基本的に,高分子の場合,自由体積が大きくなると,バリア性が低下していくことを示していることになるので,膨潤は一つの目安である.膨潤はある低分子が入り込める範囲の空隙と入り込んだことによる斥力作用の結果,体積が大きくなる,ということになるので,一般にはバリア性が低下する場合が多い.
ただし,ミクロな収縮現象によって自由体積が減り,これがマクロなひび割れや粗大空隙の増大に影響する場合には,膨潤度が低下すると同時に,バリア性も低下する場合がある.
したがって,多くの材料の表層のバリア性を担う高分子にとって,膨潤度の変化とは,ゲル構造の変化であり,何らか拡散性状が変化した一つの証,という理解になる.
このため,より詳細には,拡散性状の直接的測定が重要ということになる.
高分子の場合,拡散するペネトラントからも,それなりの応力作用を受けるし,それによってゲルの状態が変わるから,例えば,Taniokaらも報告するようなPore flowのような厚み依存性やマルチガス相互の依存性もうまれる.Tanioka先生とはお話させていただいたことがあるが,これらの高分子塗膜のバリア性に関する基礎研究がよく行われていた当時は,最終的にはコンポジット系や建築用塗膜にまで手が入らなかったようである.
T先生にも,当時の話を聞くと,化学系と建築系で高分子のインターディシプリンな議論は価値観を合わせるのが難しかったかも,と言われていたし.
現在においても,特に単離しにくい建築用の塗膜高分子ではなかなかうまく測定できないのが現状であるが,例えば拙著に示したような真空のMSに形状を調整したサンプルによって,限定された条件下においては多種のガスの拡散係数,溶解度係数,ガス透過係数を求めることができる.この場合,例えば,ポリウレタンをベースとしたコンポジットの塗膜においては,水分子に引っ張られて,他分子が拡散することが観測される.

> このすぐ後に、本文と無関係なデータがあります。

PR #1504, opened 2026-08-14
Bound integer sequence input digits

### LINKED ISSUE #866: [Bug]: IntegerSequenceRequest has no per-item digit bound

kaoru0822-kitauji:
## Summary

- cap every canonical integer in IntegerSequenceRequest.values at 32,768 decimal digits, excluding the sign
- reuse the repository's canonical scalar ceiling instead of introducing a smaller operation-specific magnitude limit
- test positive and negative values exactly at and one digit above the bound

## Root cause and impact

The request contract bounded the number of sequence items but not each item's digit count, allowing every sequence operation to parse arbitrarily large canonical-integer strings. The new validation runs at the authoritative request boundary before any operation parses the values.

Existing sequence requests within the canonical 32,768-digit ceiling remain valid, including values above CPython's default integer-string conversion limit.

## Validation

- make test-unit TESTS=tests/unit/contracts/test_sequence_contracts.py — 4 passed
- make test-domain TESTS=tests/domain/sequences/test_sequence_operations.py — 3 passed
- make lint typecheck — Ruff, formatting, complexity, and mypy passed
- git diff --check — passed

Fixes #866

### DIFF
--- a/src/jacobian/contracts/sequences.py
+++ b/src/jacobian/contracts/sequences.py
@@ -2,12 +2,19 @@
 
 from __future__ import annotations
 
-from pydantic import Field
+from typing import Self
 
-from jacobian.contracts.exact import CanonicalInteger, CanonicalRational
+from pydantic import Field, model_validator
+
+from jacobian.contracts.exact import (
+    MAX_CANONICAL_RATIONAL_DIGITS,
+    CanonicalInteger,
+    CanonicalRational,
+)
 from jacobian.contracts.results import ContractModel
 
 _MAX_SEQUENCE_LENGTH = 256
+MAX_INTEGER_SEQUENCE_ITEM_DIGITS = MAX_CANONICAL_RATIONAL_DIGITS
 
 
 class IntegerSequenceRequest(ContractModel):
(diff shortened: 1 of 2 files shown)


morluto:
Superseded by #1517, which rebased this exact invariant and its boundary regressions onto current `main` after `ContractModel` moved to `jacobian.contracts.base`.

The replacement explicitly credits @kaoru0822-kitauji in the PR body and squash commit, including a `Co-authored-by` trailer. No mathematical or contract behavior from this PR was dropped.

調湿された変成シリコーン塗膜の水の拡散係数とその他のガスの拡散係数の関係
当然のことながら,高分子の種類やガラス転移点の上か下かによってもこれらの性状は変わるはずだし,さらにいうと,屋外であると紫外線や温度湿度などの劣化外力の変化によって性能の低下も生じ,耐久性の検討が必要になる.
このような場合,劣化した高分子に対して,膨潤度や拡散性状を測定することは重要だと思われる.しかし,現実には,建築用高分子のこれらの性能に関する評価試験というのは,あまり十分ではないような気がする.
通常は何を見るかというと「黄変」「色差」である.
しかし,色の変化というのは,要するに発色団系の分子が生成されるというだけであって,必ずしも,バリア性が低下するということでもない.むしろバリア性が上がっている場合もある.実際に,いろいろな研究報告において,色差は暴露時間とあまり比例していない,むしろ上下動します,的な報告がほとんどといってもよいのではないだろうか.
また,色が変化しないからといってバリア性が維持されているわけではない.むしろ色がそのままでバリア性が大きく低下することもしばしばある.特にフィラーを含むコンポジットにおいては,フィラー界面,あるいはフィラーの表層に乗った高分子が相互作用によってバルクの状態とは全く異なる反応経路をたどることも報告されている.
だとすると,黄変を調べるというのは性能を評価する上であまり重要な役割を果たしていないことになる.そして,バリア性を評価する他のオーソライズされた手法は十分には定められていない.
「目視して大丈夫だったら,性能としても大丈夫です」
というのは,歯医者さんが
「見た目大丈夫だから歯周病ではないです」
という診察をしているようなのに近いのかもしれない.じゃあ他の方法は,ということになると,それは多分,表面接触角,みたいな話にすぐなるんですが,,,,表面積と物性が同時に変わる状況で,アレはアレで実験結果が現場で使えるという云々よりも,なぜそう変化するのかというところを当たるのがスジなんだろうと思います(接触角がいまのところ評価に向いていない理由はまたこんど詳しく書きたいと思いますが.)